«En nuestra civilización, la conquista no es ocupación ni saqueo. Es establecer el dominio de la justicia que Alá ordenó en la región… Por eso nuestra civilización es de conquista.» – Presidente turco Recep Tayyip Erdogan, MEMRI.org, 26 de agosto de 2020.
«Turquía tomará lo que le corresponde en el Mar Mediterráneo, en el Mar Egeo y en el Mar Negro…. Por eso estamos decididos a hacer lo que sea necesario política, económica o militarmente. Nos dirigimos a nuestros interlocutores para prevenirlos y estar atentos ante situaciones que los lleven a su propia destrucción. – Presidente turco Recep Tayyip Erdogan, MEMRI.org, 26 de agosto de 2020.
«El trato más salvaje siempre estuvo reservado a aquellos que proclamaban visiblemente su cristianismo: el clero y los monjes, quienes fueron asesinados en hogueras y otros fueron desollados vivos de la cabeza a los pies'». – Raymond Ibrahim, historiador, Revista Frontpage, 7 de agosto de 2019.
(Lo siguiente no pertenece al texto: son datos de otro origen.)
Issue #5483, opened 2024-06-02
add golden test tooling to help update tests


teto:
I was preparing a PR that updates the test and now I wonder how people update the tests because I find it tedious. Either you copy the generated result back into the folder or you edit the snapshot right into the tree. If the tests change a lot, it can become tedious.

En 2018, el presidente del parlamento turco, İsmail Kahraman, describió la ofensiva militar de Turquía contra el norte de Siria como «jihad». «Sin jihad», añadió, «no habrá progreso». Durante la misma ofensiva, la Dirección de Asuntos Religiosos de Turquía (Diyanet) también invocó a la jihad, y declaró en un sermón semanal que «la lucha armada es el nivel más alto de la jihad».
El gobierno turco ha intensificado en los últimos años su retórica de neo-otomanismo y conquista.
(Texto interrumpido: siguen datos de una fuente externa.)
PR #5795, opened 2024-09-02
nushell: Allow arbitrary env vars

JoaquinTrinanes:
### Description

This PR allows setting arbitrary values as nushell's environment variables.

This started as a fix for [some value assigments now requiring quotes](https://www.nushell.sh/blog/2024-08-20-nushell_0_97_1.html#more-consistent-parsing-of-assignment-toc) (including `$env.FOO = bar`, which now needs to be `$env.FOO = "bar"`). Allowing any JSON value is just a secondary effect :)

### Checklist

    ```
    {component}: {description}

    {long description}
    ```

#### Maintainer CC

@Philipp-M

### DIFF
--- a/modules/programs/nushell.nix
+++ b/modules/programs/nushell.nix
@@ -145,11 +145,17 @@ in {
     };
 
     environmentVariables = mkOption {
-      type = types.attrsOf types.str;
+      type = types.attrsOf (pkgs.formats.json { }).type;
       default = { };
-      example = { FOO = "BAR"; };
+      example = {
+        FOO = "BAR";
+        BOOLEAN_VAR = true;
+        NUMERIC_VAR = 4;
+        LIST_VAR = [ "elem1" 2 ];
+        OBJECT_VAR = { some = "field"; };
+      };
       description = ''
-        An attribute set that maps an environment variable to a shell interpreted string.
+        Environment variables that will be set.
       '';
     };
   };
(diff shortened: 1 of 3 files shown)


modules/programs/nushell.nix
```diff
@@ -145,11 +145,11 @@ in {
     };
 
     environmentVariables = mkOption {
-      type = types.attrsOf types.str;
+      type = types.attrsOf (pkgs.formats.json { }).type;
       default = { };
       example = { FOO = "BAR"; };
```
Philipp-M, line 150: I think you could add something like, so that it's obvious that more than just a string is supported:
```suggestion
      example = {
        FOO = "BAR";
        BOOLEAN_VAR = true;
        NUMERIC_VAR = 4;
        LIST_VAR = [ "elem1" 2 ];
      };
```

(could also be something more descriptive/real-world-use)

Philipp-M (approved):
Sorry, was on holidays.

I guess similar as in the other PR (sorry that I haven't reviewed that yet), you could add yourself as maintainer.

Otherwise I think it looks good, thanks.

Environment variables not being strings seems weird at first, but I see that nushell supports this, so I think it's good to support this via nix as well.

JoaquinTrinanes:
I just realized this is a breaking change: embedding nu expressions into the config isn't possible anymore.

So this isn't valid anymore, because it will be just a string:
```nix
environmentVariables.PROMPT_INDICATOR = "{|| '> ' }";
```

I think a possible fix for this is creating a `mkNushellInline` and `toNushell` lib functions (like [`nixpkgs`'s lua helpers](https://github.com/NixOS/nixpkgs/blob/1da2d8d992771d5a141765db06193df16f44f13e/lib/generators.nix#L771)) that handle the nix -> nu transformation.

The other trivial fix is not doing anything, but some (most?) configurations that use string variables expecting them to become strings and not raw nushell code will break.

nyabinary:
> I just realized this is a breaking change: embedding nu expressions into the config isn't possible anymore.
> 
> So this isn't valid anymore, because it will be just a string:
> 
> ```nix
> environmentVariables.PROMPT_INDICATOR = "{|| '> ' }";
> ```
> 
> I think a possible fix for this is creating a `mkNushellInline` and `toNushell` lib functions (like [`nixpkgs`'s lua helpers](https://github.com/NixOS/nixpkgs/blob/1da2d8d992771d5a141765db06193df16f44f13e/lib/generators.nix#L771)) that handle the nix -> nu transformation.
> 
> The other trivial fix is not doing anything, but some (most?) configurations that use string variables expecting them to become strings and not raw nushell code will break.

I mean, this is still pretty important and shouldn't be left to rot imo

rycee:
With #5905 merged, I think it is safe to close this? Please comment if that is a mistake.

El 26 de agosto, por ejemplo, el presidente Recep Tayyip Erdoğan pronunció un discurso en un acto de celebración del 949º aniversario de la batalla de Manzikert. Esta batalla tuvo como resultado que los turcos de Asia Central invadieran y capturaran la entonces mayoritaria ciudad armenia de Manzikert, dentro de las fronteras del Imperio Bizantino.
Partes de su discurso
«En nuestra civilización, la conquista no es ocupación ni saqueo. Es establecer el dominio de la justicia que Alá ordenó en la región [conquistada].
«En primer lugar, nuestra nación eliminó la opresión de las áreas que conquistó. Estableció la justicia. Por eso nuestra civilización es de conquista.
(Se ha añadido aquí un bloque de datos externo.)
PR #6141, opened 2024-11-26
feat(zsh): initExtraLast option

### LINKED ISSUE #6140: Support `initExtraLast` option for Zsh?
We can use `initExtraFirst` to ensure that I start `.zshrc` file with the following lines.

```nix
    initExtraFirst = ''
      echo "# ----------------------------------------------------------------------"
      echo "# Init Extra First...."

      # time ZSH_ZPROF_DEBUG=1 zsh -i -c exit
      if [[ -n ''${ZSH_ZPROF_DEBUG} ]]; then
        zmodload zsh/zprof
      fi
    ''
```

For example, I want these lines to be the last four lines in the generated `.zshrc` file.

```text
# time ZSH_ZPROF_DEBUG=1 zsh -i -c exit
if [[ -n ${ZSH_ZPROF_DEBUG} ]]; then
  zprof
fi
```

How do we make sure that some configurations are set at the end of `.zshrc` file?

sheeeng:
### Description

Fix #6140.

### Checklist

    ```
    {component}: {description}

    {long description}
    ```

### DIFF
--- a/modules/programs/zsh.nix
+++ b/modules/programs/zsh.nix
@@ -469,6 +469,12 @@ in
         description = "Commands that should be added to top of {file}`.zshrc`.";
       };
 
+      initExtraLast = mkOption {
+        default = "";
+        type = types.lines;
+        description = "Commands that should be added to bottom of {file}`.zshrc`.";
+      };
+
       envExtra = mkOption {
         default = "";
         type = types.lines;
@@ -738,6 +744,10 @@ in
           }
         '')
 
+        cfg.initExtraLast
+
+        # zprof must place last after everything else, since it
+        # benchmarks the shell initialization.
         (optionalString cfg.zprof.enable
         ''
           zprof


teto:
cam't you use mkBefore/mkAfter instead ?

NovaViper:
@teto Doing it that way still doesn't let you add stuff to the very end of the file, it sticks it right above the aliases history subsearch and a couple of other zsh features. See [line 702](https://github.com/nix-community/home-manager/blob/65912bc6841cf420eb8c0a20e03df7cbbff5963f/modules/programs/zsh.nix#L702).

teto:
I was more thinking about `home.file."${relToDotDir ".zshrc"}".text = mkAfter ...`

rather than adding `initExtraBeforeCompInit` and `initExtraLast` . The current generator generates a lot of empty lines. I think it would be better to append to a zsh config with various `mkOrder XXX` such that one can insert its zsh config where more precisely where he wants.

teto:
this should be fixed by #6479

khaneliman:
Verified mkOrder replaces this with 

```nix
        programs.zsh.initContent = lib.mkOrder 5000 ''
          test
        '';
```

PR #6142, opened 2024-11-26
emacs: add proFileDirectory to daemon PATH

klchen0112:
### Checklist

    ```
    {component}: {description}

    {long description}
    ```


modules/services/emacs.nix
```diff
@@ -1,9 +1,6 @@
 { config, lib, pkgs, ... }:
-
 with lib;
-
 let
-
```
rycee, line 6: Can revert these formatting changes.

tests/modules/services/emacs-darwin/basic.nix
```diff
@@ -1,6 +1,4 @@
-{ lib, pkgs, ... }:
-
-{
+{ lib, pkgs, ... }: {
```
rycee, line 1: Can revert the unrelated formatting changes.

klchen0112: Done

PR #6143, opened 2024-11-26
mbsync: stop using deprecated SSLType config

pks-t:
### Description

With mbsync 1.5.0, the SSLType configuration has been renamed to TLSType. While the old key still works, it is now deprecated and causes mbsync to print a warning to stderr.

Stop using SSLType in favor of TLSType to fix the warning.

### Checklist

    ```
    {component}: {description}

    {long description}
    ```

#### Maintainer CC

@KarlJoad

### DIFF
--- a/modules/programs/mbsync.nix
+++ b/modules/programs/mbsync.nix
@@ -30,7 +30,7 @@ let
 
   genTlsConfig = tls:
     {
-      SSLType = if !tls.enable then
+      TLSType = if !tls.enable then
         "None"
       else if tls.useStartTls then
         "STARTTLS"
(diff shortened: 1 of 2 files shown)


KarlJoad:
There is more to this change than just a simple configuration option rename.

See the discussion on Issue #5884 and PR #5918.

I have not gotten around to finishing my PR up because of school and work. I plan to finish it by the end of this week.

Testing is slightly hampered because I do not use home-manager anymore, so I would appreciate you testing out the changes in #5918 to see if they work on your system.

pks-t:
Makes sense, let me close this PR then. Thanks!

PR #6148, opened 2024-11-28
tmux: add 'focusEvents'

ambroisie:
With `tmux-sensible` being disabled by default (#6091), add an easy toggle to enable this functionality.

Disabled by default, as in upstream `tmux` (I _could_ see an argument for enabling it by default, as `sensibleOnTop` was enabled by default and enabled this option unconditionally, but historically that's not been the way default option values have been chosen for this module).

### Checklist

    ```
    {component}: {description}

    {long description}
    ```

#### Maintainer CC

@rycee

### DIFF
--- a/modules/programs/tmux.nix
+++ b/modules/programs/tmux.nix
@@ -95,6 +95,7 @@ let
     ''}
 
     set  -g mouse             ${boolToStr cfg.mouse}
+    set  -g focus-events      ${boolToStr cfg.focusEvents}
     setw -g aggressive-resize ${boolToStr cfg.aggressiveResize}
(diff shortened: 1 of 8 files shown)


ambroisie:
CI failure is on a Podman test.

rycee:

Perhaps it would be good to add a news entry about the removal of the sensible defaults plugin and how to recover various behaviors, such as using your new option?

dbaynard:
> Perhaps it would be good to add a news entry about the removal of the sensible defaults plugin and how to recover various behaviors, such as using your new option?

Did this happen? I checked changlog entries and didn't clock anything. I'd be interested to know what else has been affected.

PR #6149, opened 2024-11-28
lorri: fix ReadWritePaths for new gcroots behavior

kmicklas:
### Description

Since https://github.com/nix-community/lorri/pull/128, lorri no longer uses this legacy path for gcroots, and instead delegates to the Nix daemon. Leaving the path here causes the service to fail to start if the directory does not exist on the user's system:

```
nov 28 11:49:14 meitan (lorri)[50058]: lorri.service: Failed to set up mount namespacing: /nix/var/nix/gcroots/per-user/kmicklas: No such file or directory
nov 28 11:49:14 meitan systemd[2265]: lorri.service: Main process exited, code=exited, status=226/NAMESPACE
nov 28 11:49:14 meitan systemd[2265]: lorri.service: Failed with result 'exit-code'.
```

### Checklist

    ```
    {component}: {description}

    {long description}
    ```

### DIFF
--- a/modules/services/lorri.nix
+++ b/modules/services/lorri.nix
@@ -59,7 +59,6 @@ in {
             "%C/lorri"
             # Needs %C/nix/fetcher-cache-v1.sqlite
             "%C/nix"
-            "/nix/var/nix/gcroots/per-user/%u"
           ];
           CacheDirectory = [ "lorri" ];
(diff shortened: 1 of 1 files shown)


rycee:
Thanks! Merged to master now.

«Turquía tomará lo que le corresponde en el Mar Mediterráneo, en el Mar Egeo y en el Mar Negro. Así como no estamos mirando el suelo, la soberanía o los intereses de nadie más, nunca daremos ninguna concesión de los nuestros. Por eso estamos decididos a hacer lo que sea necesario política, económica o militarmente. Invitamos a nuestros interlocutores a que se pongan en orden y se alejen de los errores que les abran el camino para ser destruidos.
«Queremos que todo el mundo vea que Turquía ya no es un país cuya paciencia hay que poner a prueba o cuya determinación, capacidad y coraje hay que poner a prueba. Si decimos que lo haremos, entonces lo haremos. Y nos harems cargo.
«Si hay alguien que quiera enfrentarse a nosotros y pagar el precio, que venga. Si no, que se aparten de nuestro camino, y nosotros nos ocuparemos de nuestros asuntos.
«¿Y qué dijo [el poeta turco] Yahya Kemal? En el espíritu de los ejércitos de aquí: «Esta tormenta que está estallando es el ejército turco, ¡oh Señor! El ejército que muere por ti es éste, ¡oh Señor! ¡Que tu renombrado y fortalecido nombre se eleve con las llamadas a la oración! Haznos vencedores, porque este es el último ejército del Islam!'»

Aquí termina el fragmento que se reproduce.